**What the task asks**
Here is a block of entries. Write out its lines exactly, from the first through the one containing "## onChange".

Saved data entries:

Content starts

PR #182, opened 2025-04-29
CrudBatch hasMore + onChange improvement

stevensJourney:
# Overview

## CrudBatch

This fixes a bug where the `hasMore` value of `CrudBatch` was always false.

## onChange

This adds a `triggerImmediately` parameter to the `onChange` API similar to the [Dart API](https://github.com/powersync-ja/sqlite_async.dart/blob/6d85217e30c61c3e51372b2304aec6ae1f1660b6/packages/sqlite_async/lib/src/sqlite_queries.dart#L86). Adding this makes it easy to avoid race conditions in consumers such as the Swift SDK.

### DIFF
--- a/core/src/commonIntegrationTest/kotlin/com/powersync/DatabaseTest.kt
+++ b/core/src/commonIntegrationTest/kotlin/com/powersync/DatabaseTest.kt
@@ -187,14 +187,22 @@ class DatabaseTest {
     fun testTableChangesUpdates() =
         databaseTest {
             turbineScope {
-                val query = database.onChange(tables = setOf("users")).testIn(this)
+                val query =
+                    database
+                        .onChange(
+                            tables = setOf("users"),
+                        ).testIn(this)
 
                 database.execute(
                     "INSERT INTO users (id, name, email) VALUES (uuid(), ?, ?)",
                     listOf("Test", "test@example.org"),
                 )
 
-                val changeSet = query.awaitItem()
+                var changeSet = query.awaitItem()
+                // The initial result
+                changeSet.count() shouldBe 0
+
+                changeSet = query.awaitItem()
                 changeSet.count() shouldBe 1
                 changeSet.contains("users") shouldBe true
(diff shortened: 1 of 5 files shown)


core/src/commonIntegrationTest/kotlin/com/powersync/DatabaseTest.kt
```diff
@@ -418,4 +426,36 @@ class DatabaseTest {
...
+            }
+
+            // Purposely limit to less than the number of available ops
+            var batch = database.getCrudBatch(2) ?: error("Batch should not be null")
+            batch.hasMore shouldBe true
+            batch.crud shouldHaveSize 2
+            batch.complete(null)
+
+            batch = database.getCrudBatch(1000) ?: error("Batch should not be null")
+            batch.crud shouldHaveSize 1
```
simolus3, line 456: Should we assert that `hasMore` is not true here?

simolus3 (dismissed):
The CRUD changes look good to me.

> Adding this makes it easy to avoid race conditions in consumers such as the Swift SDK.

What race conditions are we aiming to avoid with this? It's not immediately clear to me, so maybe you have an example where it helps that we have an initial emit right away?

stevensJourney:
> The CRUD changes look good to me.
> 
> > Adding this makes it easy to avoid race conditions in consumers such as the Swift SDK.
> 
> What race conditions are we aiming to avoid with this? It's not immediately clear to me, so maybe you have an example where it helps that we have an initial emit right away?

In Swift we'd like to use the `onChange` method to implement the `watch` method. Doing this gives the Swift SDK the ability to control and catch any exceptions which might occur when performing the corresponding `getAll` query. 

It can become tricky to control the emission of the first watched query result and starting a Task which listens to events from an `onChange` stream and then executes a `getAll` updating the resultant stream. It's not impossible to manage this, but having the onChange method emit an initial event makes the implementation much simpler.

Content ends

**Response below**
PR #182, opened 2025-04-29
CrudBatch hasMore + onChange improvement

stevensJourney:
# Overview

## CrudBatch

This fixes a bug where the `hasMore` value of `CrudBatch` was always false.

## onChange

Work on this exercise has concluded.